■ EXERCISE GOAL:
Write out exactly, with no other output, the lines below from the one that contains "### LINKED ISSUE" through the end.

■ INFORMATION SHOWN:
PR #638, opened 2024-06-11
fix: configurable temp file directory

### LINKED ISSUE #639: temporary file creation for persisted metadata
## Problem
A go-tuf client is interrupted or errors when writing remote metadata to disk during `persistMetadata` in `updater.go` or a multi-client system shares `update.cfg.LocalMetadataDir` where metadata files are persisted and a client is writing persisted metadata while simultaneously another client reads it.

The risk of a client reading partially written files is low for single client systems, since the file writing error handler removes partially written files, but it can certainly still occur.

■ SOLUTION TO THIS TASK:
### LINKED ISSUE #639: temporary file creation for persisted metadata
## Problem
A go-tuf client is interrupted or errors when writing remote metadata to disk during `persistMetadata` in `updater.go` or a multi-client system shares `update.cfg.LocalMetadataDir` where metadata files are persisted and a client is writing persisted metadata while simultaneously another client reads it.

The risk of a client reading partially written files is low for single client systems, since the file writing error handler removes partially written files, but it can certainly still occur.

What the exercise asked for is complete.